*Exercise requirements*:
Search the records for the string "approach", then copy each line that has it.
════════════════
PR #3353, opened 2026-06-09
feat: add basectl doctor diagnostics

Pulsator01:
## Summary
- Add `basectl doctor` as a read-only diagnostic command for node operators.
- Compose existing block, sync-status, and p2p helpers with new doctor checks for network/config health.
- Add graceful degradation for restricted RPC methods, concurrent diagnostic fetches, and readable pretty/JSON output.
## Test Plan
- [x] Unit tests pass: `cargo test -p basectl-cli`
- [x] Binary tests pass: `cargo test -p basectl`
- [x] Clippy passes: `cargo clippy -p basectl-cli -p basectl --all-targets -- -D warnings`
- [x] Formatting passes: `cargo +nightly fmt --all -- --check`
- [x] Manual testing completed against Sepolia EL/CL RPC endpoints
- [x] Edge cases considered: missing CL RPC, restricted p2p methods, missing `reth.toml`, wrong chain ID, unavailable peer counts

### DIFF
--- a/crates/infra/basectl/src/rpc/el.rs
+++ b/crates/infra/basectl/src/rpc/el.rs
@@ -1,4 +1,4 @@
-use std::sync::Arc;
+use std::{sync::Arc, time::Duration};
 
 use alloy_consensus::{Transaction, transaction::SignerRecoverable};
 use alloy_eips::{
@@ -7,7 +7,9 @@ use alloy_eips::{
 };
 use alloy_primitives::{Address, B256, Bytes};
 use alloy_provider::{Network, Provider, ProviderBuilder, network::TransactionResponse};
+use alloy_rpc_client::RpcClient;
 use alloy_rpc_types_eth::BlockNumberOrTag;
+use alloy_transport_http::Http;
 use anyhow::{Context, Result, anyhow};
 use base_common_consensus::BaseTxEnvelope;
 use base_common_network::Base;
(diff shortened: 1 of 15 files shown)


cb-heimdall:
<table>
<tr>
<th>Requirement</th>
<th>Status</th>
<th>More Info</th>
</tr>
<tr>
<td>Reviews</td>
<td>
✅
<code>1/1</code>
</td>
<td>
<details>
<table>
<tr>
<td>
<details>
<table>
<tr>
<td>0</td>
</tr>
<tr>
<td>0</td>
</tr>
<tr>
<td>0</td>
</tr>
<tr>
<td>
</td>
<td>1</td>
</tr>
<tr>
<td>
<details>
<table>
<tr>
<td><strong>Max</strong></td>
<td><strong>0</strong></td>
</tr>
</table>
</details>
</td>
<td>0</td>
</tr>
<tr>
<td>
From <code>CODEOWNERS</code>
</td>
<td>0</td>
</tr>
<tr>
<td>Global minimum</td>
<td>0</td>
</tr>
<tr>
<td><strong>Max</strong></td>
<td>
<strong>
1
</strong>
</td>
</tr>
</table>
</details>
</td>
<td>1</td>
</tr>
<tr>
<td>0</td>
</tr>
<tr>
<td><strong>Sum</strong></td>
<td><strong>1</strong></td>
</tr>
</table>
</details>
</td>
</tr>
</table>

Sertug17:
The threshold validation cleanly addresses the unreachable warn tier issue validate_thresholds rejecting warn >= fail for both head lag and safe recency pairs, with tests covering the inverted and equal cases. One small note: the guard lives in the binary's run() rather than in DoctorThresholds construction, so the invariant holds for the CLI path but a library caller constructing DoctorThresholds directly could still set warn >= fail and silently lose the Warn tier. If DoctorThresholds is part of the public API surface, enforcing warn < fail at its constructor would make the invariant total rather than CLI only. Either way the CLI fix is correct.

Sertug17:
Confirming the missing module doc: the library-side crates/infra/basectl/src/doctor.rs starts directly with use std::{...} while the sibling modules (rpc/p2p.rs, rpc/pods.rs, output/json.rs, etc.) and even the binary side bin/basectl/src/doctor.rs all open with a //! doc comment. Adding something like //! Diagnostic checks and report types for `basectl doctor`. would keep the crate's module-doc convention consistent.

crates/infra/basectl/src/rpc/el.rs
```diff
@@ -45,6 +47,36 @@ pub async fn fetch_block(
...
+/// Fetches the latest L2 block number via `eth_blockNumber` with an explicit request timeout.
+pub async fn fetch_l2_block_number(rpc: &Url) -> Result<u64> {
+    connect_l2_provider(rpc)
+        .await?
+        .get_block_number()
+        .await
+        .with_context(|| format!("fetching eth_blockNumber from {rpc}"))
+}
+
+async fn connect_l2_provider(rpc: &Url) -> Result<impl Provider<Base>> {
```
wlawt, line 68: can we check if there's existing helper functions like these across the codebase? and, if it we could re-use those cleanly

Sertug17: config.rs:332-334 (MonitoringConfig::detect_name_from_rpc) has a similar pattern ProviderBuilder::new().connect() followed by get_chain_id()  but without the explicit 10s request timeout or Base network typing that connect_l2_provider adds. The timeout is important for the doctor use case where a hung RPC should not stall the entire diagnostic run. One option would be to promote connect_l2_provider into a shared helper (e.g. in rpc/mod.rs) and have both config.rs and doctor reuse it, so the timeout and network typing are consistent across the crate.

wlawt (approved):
════════════════
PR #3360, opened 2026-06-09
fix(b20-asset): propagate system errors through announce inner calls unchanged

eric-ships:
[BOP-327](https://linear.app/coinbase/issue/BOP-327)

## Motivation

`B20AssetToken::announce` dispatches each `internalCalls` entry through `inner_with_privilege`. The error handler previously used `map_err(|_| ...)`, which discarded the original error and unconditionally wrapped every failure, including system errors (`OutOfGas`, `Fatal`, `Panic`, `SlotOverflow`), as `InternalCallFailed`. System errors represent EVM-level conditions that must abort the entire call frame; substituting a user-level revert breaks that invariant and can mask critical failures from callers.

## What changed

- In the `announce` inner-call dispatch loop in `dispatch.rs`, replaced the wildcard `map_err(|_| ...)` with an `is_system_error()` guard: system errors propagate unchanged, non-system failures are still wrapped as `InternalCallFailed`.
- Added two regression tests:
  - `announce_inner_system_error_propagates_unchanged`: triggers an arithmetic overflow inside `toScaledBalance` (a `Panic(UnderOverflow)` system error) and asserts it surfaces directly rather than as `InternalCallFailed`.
════════════════
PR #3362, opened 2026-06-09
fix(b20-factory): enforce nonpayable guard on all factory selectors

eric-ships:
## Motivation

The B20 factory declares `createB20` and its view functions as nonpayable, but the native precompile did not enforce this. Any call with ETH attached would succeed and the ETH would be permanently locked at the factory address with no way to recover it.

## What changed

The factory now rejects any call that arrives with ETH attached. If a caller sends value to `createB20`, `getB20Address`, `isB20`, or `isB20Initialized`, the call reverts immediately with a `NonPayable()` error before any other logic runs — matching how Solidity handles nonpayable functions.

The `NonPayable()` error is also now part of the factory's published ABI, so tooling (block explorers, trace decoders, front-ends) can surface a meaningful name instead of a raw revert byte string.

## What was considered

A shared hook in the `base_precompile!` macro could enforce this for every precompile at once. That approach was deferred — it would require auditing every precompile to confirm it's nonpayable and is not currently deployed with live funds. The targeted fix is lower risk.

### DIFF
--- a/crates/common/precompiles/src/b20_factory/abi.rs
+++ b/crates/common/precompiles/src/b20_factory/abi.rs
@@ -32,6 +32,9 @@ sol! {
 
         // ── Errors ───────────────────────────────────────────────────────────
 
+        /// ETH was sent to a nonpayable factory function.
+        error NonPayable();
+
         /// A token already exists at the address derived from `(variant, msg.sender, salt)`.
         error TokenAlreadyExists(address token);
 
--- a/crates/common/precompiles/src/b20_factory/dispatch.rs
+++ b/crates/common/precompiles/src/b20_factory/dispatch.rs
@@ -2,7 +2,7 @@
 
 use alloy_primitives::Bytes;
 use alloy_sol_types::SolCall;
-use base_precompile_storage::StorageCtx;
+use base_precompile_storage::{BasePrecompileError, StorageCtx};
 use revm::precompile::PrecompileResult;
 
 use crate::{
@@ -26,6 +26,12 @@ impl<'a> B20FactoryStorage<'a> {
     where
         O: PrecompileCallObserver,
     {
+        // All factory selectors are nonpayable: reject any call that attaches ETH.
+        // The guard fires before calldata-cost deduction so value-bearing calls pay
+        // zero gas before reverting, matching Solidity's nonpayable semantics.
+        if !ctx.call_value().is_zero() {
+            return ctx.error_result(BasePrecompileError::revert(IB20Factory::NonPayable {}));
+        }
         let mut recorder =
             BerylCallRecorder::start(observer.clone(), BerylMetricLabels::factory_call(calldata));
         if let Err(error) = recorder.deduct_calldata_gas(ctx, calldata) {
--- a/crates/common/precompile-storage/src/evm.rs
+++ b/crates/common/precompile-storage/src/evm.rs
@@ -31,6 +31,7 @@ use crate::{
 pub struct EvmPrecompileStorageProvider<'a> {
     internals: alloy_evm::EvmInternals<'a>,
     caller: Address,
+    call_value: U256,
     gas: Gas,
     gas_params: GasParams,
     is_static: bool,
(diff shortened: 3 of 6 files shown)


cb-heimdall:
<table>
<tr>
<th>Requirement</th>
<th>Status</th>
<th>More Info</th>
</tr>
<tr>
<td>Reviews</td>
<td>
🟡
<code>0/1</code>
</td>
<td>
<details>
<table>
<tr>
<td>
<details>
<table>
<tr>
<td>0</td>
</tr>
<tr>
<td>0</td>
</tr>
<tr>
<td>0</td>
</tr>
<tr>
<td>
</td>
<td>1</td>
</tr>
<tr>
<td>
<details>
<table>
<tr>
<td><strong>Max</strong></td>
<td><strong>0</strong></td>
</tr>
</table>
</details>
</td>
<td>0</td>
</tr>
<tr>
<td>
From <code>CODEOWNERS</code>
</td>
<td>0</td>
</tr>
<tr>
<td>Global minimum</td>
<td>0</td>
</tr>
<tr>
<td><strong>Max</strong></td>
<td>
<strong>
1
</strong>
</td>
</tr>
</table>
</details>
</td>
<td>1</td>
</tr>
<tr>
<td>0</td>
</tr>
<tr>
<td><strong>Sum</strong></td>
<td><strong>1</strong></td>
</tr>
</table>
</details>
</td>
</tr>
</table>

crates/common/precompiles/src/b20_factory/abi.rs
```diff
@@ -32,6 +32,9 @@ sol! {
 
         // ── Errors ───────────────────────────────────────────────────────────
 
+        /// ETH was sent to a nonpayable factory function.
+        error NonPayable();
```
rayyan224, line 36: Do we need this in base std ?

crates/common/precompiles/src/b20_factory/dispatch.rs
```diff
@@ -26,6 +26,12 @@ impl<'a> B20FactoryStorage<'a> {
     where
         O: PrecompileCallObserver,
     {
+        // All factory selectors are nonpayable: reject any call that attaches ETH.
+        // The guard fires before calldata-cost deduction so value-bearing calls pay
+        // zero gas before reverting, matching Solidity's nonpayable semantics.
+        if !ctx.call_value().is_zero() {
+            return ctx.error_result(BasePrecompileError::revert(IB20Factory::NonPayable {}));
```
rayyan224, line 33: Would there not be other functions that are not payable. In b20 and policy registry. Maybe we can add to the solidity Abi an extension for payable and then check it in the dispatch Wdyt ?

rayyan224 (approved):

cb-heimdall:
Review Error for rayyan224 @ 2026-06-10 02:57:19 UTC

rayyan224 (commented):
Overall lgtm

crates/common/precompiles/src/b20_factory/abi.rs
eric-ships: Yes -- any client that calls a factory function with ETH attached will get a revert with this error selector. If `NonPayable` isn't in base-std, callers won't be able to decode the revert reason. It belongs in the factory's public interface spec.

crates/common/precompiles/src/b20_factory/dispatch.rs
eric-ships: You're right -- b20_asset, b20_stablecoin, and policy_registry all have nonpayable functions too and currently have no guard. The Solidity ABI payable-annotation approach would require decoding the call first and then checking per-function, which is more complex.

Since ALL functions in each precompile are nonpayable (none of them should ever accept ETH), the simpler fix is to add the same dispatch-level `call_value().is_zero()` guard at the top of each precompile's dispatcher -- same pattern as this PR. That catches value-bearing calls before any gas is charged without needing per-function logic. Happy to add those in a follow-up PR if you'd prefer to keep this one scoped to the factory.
════════════════
*Response to this task*:
A shared hook in the `base_precompile!` macro could enforce this for every precompile at once. That approach was deferred — it would require auditing every precompile to confirm it's nonpayable and is not currently deployed with live funds. The targeted fix is lower risk.
eric-ships: You're right -- b20_asset, b20_stablecoin, and policy_registry all have nonpayable functions too and currently have no guard. The Solidity ABI payable-annotation approach would require decoding the call first and then checking per-function, which is more complex.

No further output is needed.